Authors
Xia Li, Ruotong Zhao, Dandan Li, Guangzhou Wang, Shuikuan Bei, Xiaotang Ju, Ran An, Long Li, Thomas W Kuyper, Peter Christie, Franz S Bender, Ciska Veen, Marcel GA Heijden, Wim H Putten, Fusuo Zhang, Klaus Butterbach-Bahl, Junling Zhang
Publication date
2023/8/18
Description
In agricultural systems, crop residues are often returned to the soil to improve nutrient cycling and increase carbon sequestration. While beneficial to the ecosystem, the decomposition of crop residues also produces high nitrous oxide (N₂O) gas emissions. N₂O is a long-lived greenhouse gas with a much higher global warming potential than carbon dioxide. It also poses a major threat to the ozone layer that shields the Earth.
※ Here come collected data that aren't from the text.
PR #362, opened 2026-09-04
Fix WCAG 2.2 AA failures found in a viewer audit

lukew-cogapp:
We had the viewer demo audited against WCAG 2.2 AA by an accessibility specialist, and these are the code-level failures that came out of it. The audit ran against the published demo, so a few of its findings were already fixed by the vanilla CSS work in #361. Those are noted at the bottom rather than fixed again.

Six fixes, each its own commit.

## Accessible names

The button over a canvas was called "Open" or "Close". It swaps the static placeholder for the zoomable viewer, so it now says that. The rail's controls said "Next", "Previous" and "Search" without saying what of, and now say "Next item", "Search items" and so on.

These use new keys (`imageViewerOpen`, `sliderNext`, …) rather than repointing `commonOpen` and friends, because those carry translations in seven locales that would have kept the old vague wording. The old keys still ship but nothing reads them; they are listed under Deprecated in the changelog. All seven locales have the new strings, so nobody falls back to English.

## Duplicate ids on the icons

The toggle and the map's zoom controls named their icons with `aria-labelledby` pointing at a hard-coded id. Two viewers on one page emit that id twice and every button resolves to the first title. They use `role="img"` with a bare `<title>` now, which needs no id.

Worth flagging: I first tried `useId` here, then found it does not help. Two `<clover-viewer>` elements are two React roots and `useId` only counts within one. I then tried deriving the id from `viewerId`, which does not help either: `createDefaultState()` calls `uuidv4()` once at module load, and `Viewer/index.tsx` spreads that frozen state into every provider, so the `?? uuidv4()` fallback never runs and every viewer on a page shares one id. That looks like a bug worth its own issue; it is not fixed here.

## `role="group"` inside `<dl>`

Metadata pairs were wrapped in `<div role="group">`. A `dl` accepts a plain `div` between itself and its `dt`/`dd` children, but not that role, and it broke the pairs' association. The `data-label` hook is unchanged, so anything selecting on it still works.

## Controls escaping the canvas when zoomed

At 400% zoom on a 1280px viewport (the reflow condition in 1.4.10) the control cluster ran off the bottom and the last buttons could not be reached. It is absolutely positioned with no bound of its own.

The fix is a `--top` custom property carrying whatever offset the compound rules set (they push it as far as `6.236rem` to clear the toggles), so `max-height` can be computed against it. A plain `max-height: calc(100% - 2rem)` does not work, because it assumes `top: 1rem`.

Wrapping also widens the box to whatever space it is offered, so the row needs an explicit `justify-content: flex-end` or it packs itself against the far edge and lands under the navigator.

There is a Playwright spec for this in `playwright/e2e/reflow.spec.ts`, added to the existing `wc-e2e` job. It drives the real web component against a local manifest, so it adds no network dependency. Each assertion was checked against a deliberately broken stylesheet to confirm it fails.

## Focus and announcements

Radix already gives the information panel's tab panel a tab stop, so its content could be scrolled from the keyboard, but nothing showed where that focus had landed. That is a focus ring, nothing more.

Changing canvas replaces the image in place, which a screen reader has no reason to report, so stepping through the rail with the next button was silent. A polite live region names the new canvas, falling back to "Item 2 of 4" where the canvas has no label, which is common. This is the first key with interpolation, and `useCloverTranslation`'s English fallback did not interpolate, so that is fixed too.

## Checks

`npm test` (426 passing), `npm run typecheck` (5 errors, all pre-existing in files this branch does not touch), `npm run build`, and prettier are all clean. The new e2e specs pass. The layout fix was measured across 30 combinations of canvas height and control configuration at three viewport widths.

One thing I left alone: `Toggle` still takes an `isMedia` prop that `Painting` can never pass as true, and `Toggle.css` has rules for it describing a centred play affordance. Removing the prop and those styles is a design call rather than an accessibility one, so it seemed out of scope here.


mathewjordan (approved):
✅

To understand the microbial interactions that mediate N₂O emissions from agricultural soils, researchers conducted a series of pot and field experiments in China. Tests showed that beneficial fungi associated with plant roots, known as arbuscular mycorrhizal fungi (AMF) release chemicals, particularly carboxylates, from their hyphae into soil, which attract N₂O-reducing microbes, such as Pseudomonas fluorescens. These denitrifying microbes significantly reduced N₂O emissions from …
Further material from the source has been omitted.